▶ **TASK OBJECTIVE**: Of all the lines in the entries below, give again exactly those starting at the line containing "to the clusters." and ending at the line containing "-99,7 +99,7 @@", both ends included, and no others.

▶ **DATA PROVIDED**:
PR #6223, opened 2026-08-27
Automate Kueue lock generation, resource validation for integration tests

rahimkhan19:
## Overview
This PR standardizes how test locks are requested, ensures consistent Kubernetes resource requests, auto-generates cluster configurations, and seamlessly integrates with our Terraform provisioning.

### 1. Pre-commit Automation & Validation
* **`validate_kueue_tests.py`**: Added a new pre-commit hook that parses the embedded bash heredocs inside Cloud Build YAML files. It enforces that any test using Kueue explicitly requests a `test-lock` and automatically fixes missing or non-standard `cpu` values in the job manifests.
* **`generate_kueue_locks.py`**: Added a pre-commit hook that dynamically extracts `test-locks/` requests from build definitions and injects them seamlessly into `dummy-device-plugin.yaml` and `kueue-setup.yaml`.

### 2. Terraform Integration
* **`apply_kueue_locks.sh`**: Created a deployment script to apply updated Kueue locks to gke clusters.
* **`kueue-locks.tf`**: Added a `null_resource` to `tools/cloud-build/provision/` so that running `terraform apply` automatically detects config modifications and executes the shell script to push the updated locks to the clusters.

### 3. Blueprint & Documentation Updates
* Added `test-infra-kueue.yaml`  blueprint and `kueue-reaper-pod.yaml` into the standard daily-tests blueprint directory.
* Updated `tools/cloud-build/README.md` and `tools/cloud-build/provision/README.md` to document the unified Kueue automation workflow and provide standardized instructions for testing new locks locally via `pre-commit`.

### DIFF
--- a/tools/cloud-build/daily-tests/blueprints/test-infra-kueue/configs/kueue-reaper-pod.yaml
+++ b/tools/cloud-build/daily-tests/blueprints/test-infra-kueue/configs/kueue-reaper-pod.yaml
@@ -99,7 +99,7 @@ spec:
       serviceAccountName: kueue-reaper-ksa
       containers:
       - name: reaper
-        image: gcr.io/google.com/cloudsdktool/cloud-sdk:latest
+        image: gcr.io/google.com/cloudsdktool/cloud-sdk:stable
         command: ["/bin/bash", "/scripts/reaper.sh"]
         volumeMounts:
         - name: script-volume
--- a/tools/cloud-build/daily-tests/blueprints/test-infra-kueue/configs/kueue-reaper-pod.yaml
+++ b/tools/cloud-build/daily-tests/blueprints/test-infra-kueue/configs/kueue-reaper-pod.yaml
@@ -55,7 +55,7 @@ data:
 
     while true; do
       # Fetch all jobs, checking their Complete and Failed conditions
-      jobs_data=$(kubectl get jobs -l build-id -o jsonpath='{range .items[*]}{.metadata.name}{"|"}{.metadata.labels.build-id}{"|"}{.status.conditions[?(@.type=="Complete")].status}{"|"}{.status.conditions[?(@.type=="Failed")].status}{"\n"}{end}' 2>/dev/null)
+      jobs_data=$(kubectl get jobs -l build-id -o jsonpath='{range .items[*]}{.metadata.name}{"|"}{.metadata.labels.build-id}{"|"}{.status.conditions[?(@.type=="Complete")].status}{"|"}{.status.conditions[?(@.type=="Failed")].status}{"\n"}{end}')
 
       if [ -n "$jobs_data" ]; then
         active_jobs=()
@@ -86,7 +86,7 @@ data:
             if [ -n "$bid" ]; then
               build_statuses["$bid"]="$bstatus"
             fi
-          done < <(gcloud builds list --filter="$filter_str" --format="value(id,status)" 2>/dev/null)
+          done < <(gcloud builds list --filter="$filter_str" --format="value(id,status)")
 
           # Check and delete jobs for cancelled/failed builds
           for item in "${active_jobs[@]}"; do
--- a/tools/cloud-build/daily-tests/blueprints/test-infra-kueue/configs/kueue-reaper-pod.yaml
+++ b/tools/cloud-build/daily-tests/blueprints/test-infra-kueue/configs/kueue-reaper-pod.yaml
@@ -1,0 +1,85 @@
+apiVersion: rbac.authorization.k8s.io/v1
+kind: Role
+metadata:
+  name: kueue-reaper-role
+  namespace: default
+rules:
+- apiGroups: ["batch"]
+  resources: ["jobs"]
+  verbs: ["get", "list", "watch", "delete"]
+---
+apiVersion: rbac.authorization.k8s.io/v1
+kind: RoleBinding
+metadata:
+  name: kueue-reaper-rolebinding
+  namespace: default
+subjects:
+- kind: ServiceAccount
+  name: kueue-reaper-ksa
+  namespace: default
+roleRef:
+  kind: Role
+  name: kueue-reaper-role
+  apiGroup: rbac.authorization.k8s.io
+---
+apiVersion: v1
+kind: ConfigMap
+metadata:
+  name: kueue-reaper-script
+  namespace: default
+data:
+  reaper.sh: |
+    #!/bin/bash
+    echo "Starting Centralized K8s Reaper Pod..."
+    echo "This pod monitors active jobs and cancels them if their Cloud Build is CANCELLED."
+    while true; do
+      # Fetch all jobs that have a build-id label
+      kubectl get jobs -l build-id -o custom-columns=NAME:.metadata.name,BUILD_ID:.metadata.labels.build-id --no-headers | while read job_name build_id; do
+        if [ -z "$build_id" ] || [ "$build_id" == "<none>" ]; then
+          continue
+        fi
+
+        # Check the Cloud Build status. Suppress stderr so we don't spam logs
+        status=$(gcloud builds describe "$build_id" --format="value(status)" 2>/dev/null)
+
+        if [ "$status" == "CANCELLED" ] || [ "$status" == "FAILURE" ] || [ "$status" == "TIMEOUT" ]; then
+          echo "WARNING: Cloud Build $build_id is $status!"
+          echo "Deleting Kubernetes Job $job_name to trigger graceful cleanup or remove it from the Kueue..."
+          kubectl delete job "$job_name"
+        fi
+      done
+
+      # Poll every 30 seconds
+      sleep 30
+    done
+---
+apiVersion: apps/v1
+kind: Deployment
+metadata:
+  name: kueue-reaper
+  namespace: default
+  labels:
+    app: kueue-reaper
+spec:
+  replicas: 1
+  selector:
+    matchLabels:
+      app: kueue-reaper
+  template:
+    metadata:
+      labels:
+        app: kueue-reaper
+    spec:
+      serviceAccountName: kueue-reaper-ksa
+      containers:
+      - name: reaper
+        image: gcr.io/google.com/cloudsdktool/cloud-sdk:latest
+        command: ["/bin/bash", "/scripts/reaper.sh"]
+        volumeMounts:
+        - name: script-volume
+          mountPath: /scripts
+      volumes:
+      - name: script-volume
+        configMap:
+          name: kueue-reaper-script
+          defaultMode: 0777
--- a/tools/cloud-build/daily-tests/blueprints/test-infra-kueue/configs/kueue-reaper-pod.yaml
+++ b/tools/cloud-build/daily-tests/blueprints/test-infra-kueue/configs/kueue-reaper-pod.yaml
@@ -55,25 +55,51 @@ data:
 
     while true; do
       # Fetch all jobs, checking their Complete and Failed conditions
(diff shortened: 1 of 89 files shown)


tools/cloud-build/daily-tests/blueprints/test-infra-kueue/configs/kueue-reaper-pod.yaml
```diff
@@ -0,0 +1,99 @@
...
+
+        # Check the Cloud Build status. Suppress stderr so we don't spam logs
+        status=$(gcloud builds describe "$build_id" --format="value(status)" 2>/dev/null)
+
+        if [ "$status" == "CANCELLED" ] || [ "$status" == "FAILURE" ] || [ "$status" == "TIMEOUT" ]; then
+          echo "WARNING: Cloud Build $build_id is $status!"
+          echo "Deleting Kubernetes Job $job_name to trigger graceful cleanup or remove it from the Kueue..."
+          kubectl delete job "$job_name"
+        fi
+      done
```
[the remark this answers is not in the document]
rahimkhan19: Great catch! We absolutely need to preserve the logs, but checking .status.active won't work because suspended jobs also have no active pods and would be accidentally skipped by the reaper. I've updated the script to achieve this by explicitly checking for Complete and Failed conditions instead so we can safely preserve finished jobs while still aggressively clearing out the queue!

tools/cloud-build/provision/generate_kueue_locks.py
```diff
@@ -0,0 +1,176 @@
...
+        last_group['coveredResources'].append(f"test-locks/{lock}")
+        last_group['flavors'][0]['resources'].append({
+            "name": f"test-locks/{lock}",
+            "nominalQuota": 1
+        })
+        added += 1
+
+    if added > 0:
+        with open(filepath, 'w') as f:
+            yaml.dump_all(docs, f)
```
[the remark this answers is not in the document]
rahimkhan19: Invalid, ruamel.yaml.YAML does have a dump_all method, and it is required here to correctly format the output as multiple distinct YAML documents separated by ---. Using yaml.dump() would incorrectly serialize the resources as a single YAML array, which would break kubectl apply.

tools/cloud-build/provision/kueue-locks.tf
```diff
@@ -0,0 +1,25 @@
...
+  triggers = {
+    dummy_hash  = filemd5("${path.module}/../daily-tests/blueprints/test-infra-kueue/configs/dummy-device-plugin.yaml")
+    setup_hash  = filemd5("${path.module}/../daily-tests/blueprints/test-infra-kueue/configs/kueue-setup.yaml")
+    script_hash = filemd5("${path.module}/apply_kueue_locks.sh")
+  }
+
+  provisioner "local-exec" {
+    command = "${path.module}/apply_kueue_locks.sh"
+  }
+}
```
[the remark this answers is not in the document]
rahimkhan19: Invalid,  the apply_kueue_locks.sh script relies on a hardcoded array of 3 projects (including hpc-toolkit-gsc, which is missing from your list) and does not read a PROJECTS_LIST environment variable. Additionally, null_resource is working fine and already defined in our provider dependencies, so there is no need for this refactor.

tools/cloud-build/provision/kueue-locks.tf
```diff
@@ -0,0 +1,25 @@
...
+resource "null_resource" "apply_kueue_locks" {
+  triggers = {
+    dummy_hash  = filemd5("${path.module}/../daily-tests/blueprints/test-infra-kueue/configs/dummy-device-plugin.yaml")
+    setup_hash  = filemd5("${path.module}/../daily-tests/blueprints/test-infra-kueue/configs/kueue-setup.yaml")
+    script_hash = filemd5("${path.module}/apply_kueue_locks.sh")
+  }
+
+  provisioner "local-exec" {
+    command = "${path.module}/apply_kueue_locks.sh"
+  }
```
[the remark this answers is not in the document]
rahimkhan19: added the bash prefix to prevent permission errors, which is a great catch! However, I omitted the environment block because local-exec automatically inherits environment variables, and passing only those two Terraform variables would erroneously exclude our third test project

tools/cloud-build/provision/apply_kueue_locks.sh
```diff
@@ -0,0 +1,68 @@
...
+echo "Applying Kueue Locks to Clusters..."
+
+ERRORS=0
+for PROJECT in "${PROJECTS[@]}"; do
+	echo "==========================================="
+	echo "Project: $PROJECT"
+	echo "==========================================="
+
+	# Check if cluster exists in this project
+	if gcloud container clusters describe "$CLUSTER_NAME" --region "$CLUSTER_REGION" --project "$PROJECT" >/dev/null 2>&1; then
```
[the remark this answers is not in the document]
rahimkhan19: Instead of just removing the stderr suppression (which would cause ugly 404 log spam on expected skips), I switched the command to gcloud container clusters list, which silently returns empty on misses but still loudly surfaces genuine auth or network errors.

tools/cloud-build/daily-tests/blueprints/test-infra-kueue/configs/kueue-reaper-pod.yaml
```diff
@@ -0,0 +1,111 @@
...
+      app: kueue-reaper
+  template:
+    metadata:
+      labels:
+        app: kueue-reaper
+    spec:
+      serviceAccountName: kueue-reaper-ksa
+      containers:
+      - name: reaper
+        image: gcr.io/google.com/cloudsdktool/cloud-sdk:latest
```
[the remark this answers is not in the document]
rahimkhan19: We cannot use the :stable tag because it is a stripped-down variant that excludes the kubectl component, which causes the Reaper pod to immediately crash loop with kubectl: command not found.

tools/cloud-build/provision/apply_kueue_locks.sh
```diff
@@ -0,0 +1,68 @@
...
+	echo "==========================================="
+
+	# Check if cluster exists in this project without throwing a 404 error if it's missing
+	if gcloud container clusters list --region "$CLUSTER_REGION" --project "$PROJECT" --filter="name=$CLUSTER_NAME" --format="value(name)" | grep -q "^${CLUSTER_NAME}$"; then
+		echo "Getting credentials for $CLUSTER_NAME in $PROJECT..."
+		if gcloud container clusters get-credentials "$CLUSTER_NAME" --region "$CLUSTER_REGION" --project "$PROJECT"; then
+			echo "Applying dummy-device-plugin..."
+			kubectl apply -f "$CONFIGS_DIR/dummy-device-plugin.yaml" || ERRORS=1
+
+			echo "Applying kueue-setup..."
```
Neelabh94, line 55: Under `set -eo pipefail`, combining a command pipeline with `grep -q` can trigger a `SIGPIPE` (exit code 141) on `gcloud` if grep exits immediately upon matching, causing the pipeline check to spuriously fail.

Capturing the output directly into a variable is cleaner and avoids pipefail race conditions:
```bash
cluster_found=$(gcloud container clusters list --region "$CLUSTER_REGION" --project "$PROJECT" --filter="name=$CLUSTER_NAME" --format="value(name)")
if [ "$cluster_found" == "$CLUSTER_NAME" ]; then
```

tools/cloud-build/provision/apply_kueue_locks.sh
```diff
@@ -0,0 +1,68 @@
...
+	fi
+done
+
+SCRIPT_DIR=$(cd -- "$(dirname -- "${BASH_SOURCE[0]}")" &>/dev/null && pwd)
+CONFIGS_DIR="$SCRIPT_DIR/../daily-tests/blueprints/test-infra-kueue/configs"
+CLUSTER_NAME="test-kueue-cluster"
+CLUSTER_REGION="us-central1"
+if [ -n "$TEST_INFRA_KUEUE_PROJECTS" ]; then
+	# Read space-separated projects into an array
+	read -r -a PROJECTS <<<"$TEST_INFRA_KUEUE_PROJECTS"
```
Neelabh94, line 35: When executed locally by a developer or via `terraform apply`, `gcloud container clusters get-credentials` modifies the operator's default `~/.kube/config` and alters their active kubectl context.

Consider isolating the credentials to a temporary kubeconfig:
```bash
TMP_KUBECONFIG=$(mktemp)
export KUBECONFIG="$TMP_KUBECONFIG"
trap 'rm -f "$TMP_KUBECONFIG"' EXIT
```

tools/cloud-build/daily-tests/validate_kueue_tests.py
```diff
@@ -0,0 +1,173 @@
...
+    for step in data.get('steps', []):
+        if 'args' in step:
+            for i, arg in enumerate(step['args']):
+                if isinstance(arg, str) and 'cat <<' in arg and 'job.yaml' in arg:
+                    lines = arg.split('\n')
+                    start_idx = -1
+                    end_idx = -1
+                    eof_marker = None
+                    for j, line in enumerate(lines):
+                        match = re.search(r'cat <<\s*[\'"]?([A-Z_]+)[\'"]?\s*>.*job\.yaml', line)
```
Neelabh94: Using `'cat <<' in arg` requires an exact single space between `cat` and `<<`. This could miss valid bash heredocs formatted without spaces (e.g. `cat<<EOF`) or tab-stripping heredocs (`cat <<-EOF`).

Consider using regex to match variations:
```python
if isinstance(arg, str) and re.search(r'cat\s*<<-?', arg) and 'job.yaml' in arg:
```

tools/cloud-build/daily-tests/blueprints/test-infra-kueue/configs/kueue-reaper-pod.yaml
```diff
@@ -0,0 +1,138 @@
...
+        command: ["/bin/bash", "/scripts/reaper.sh"]
+        volumeMounts:
+        - name: script-volume
+          mountPath: /scripts
+      volumes:
+      - name: script-volume
```
Neelabh94, line 135: `gcr.io` is deprecated across Google Cloud in favor of Artifact Registry, and unpinned `:latest` can introduce unexpected breakages on upstream updates.

Since the GKE cluster is located in `us-central1` and the node pool already has `artifactregistry.reader` assigned, consider pointing to Artifact Registry:
* Use the repository's existing regional test runner image: `us-central1-docker.pkg.dev/hpc-toolkit-dev/hpc-toolkit-repo/test-runner:latest` (or pinned version) which already bundles `gcloud` and `kubectl`.
* Or use the public Artifact Registry mirror: `us-docker.pkg.dev/google.com/cloudsdktool/google-cloud-cli:stable`.

Neelabh94 (commented):
The overall design and migration to `terraform_data` look very clean. I've left a few minor suggestions regarding bash pipeline robustness, kubeconfig isolation, and container image registry alignment.

tools/cloud-build/provision/apply_kueue_locks.sh
rahimkhan19: done

tools/cloud-build/provision/apply_kueue_locks.sh
rahimkhan19: Makes total sense, done

tools/cloud-build/daily-tests/validate_kueue_tests.py
rahimkhan19: done

tools/cloud-build/daily-tests/blueprints/test-infra-kueue/configs/kueue-reaper-pod.yaml
rahimkhan19: agreed on moving away from gcr.io. Updated the Reaper pod to use the repository's regional test runner image (us-central1-docker.pkg.dev/hpc-toolkit-dev/hpc-toolkit-repo/test-runner:latest)

Neelabh94 (approved):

▶ **RESPONSE AREA**:
* **`kueue-locks.tf`**: Added a `null_resource` to `tools/cloud-build/provision/` so that running `terraform apply` automatically detects config modifications and executes the shell script to push the updated locks to the clusters.

### 3. Blueprint & Documentation Updates
* Added `test-infra-kueue.yaml`  blueprint and `kueue-reaper-pod.yaml` into the standard daily-tests blueprint directory.
* Updated `tools/cloud-build/README.md` and `tools/cloud-build/provision/README.md` to document the unified Kueue automation workflow and provide standardized instructions for testing new locks locally via `pre-commit`.

### DIFF
--- a/tools/cloud-build/daily-tests/blueprints/test-infra-kueue/configs/kueue-reaper-pod.yaml
+++ b/tools/cloud-build/daily-tests/blueprints/test-infra-kueue/configs/kueue-reaper-pod.yaml
@@ -99,7 +99,7 @@ spec:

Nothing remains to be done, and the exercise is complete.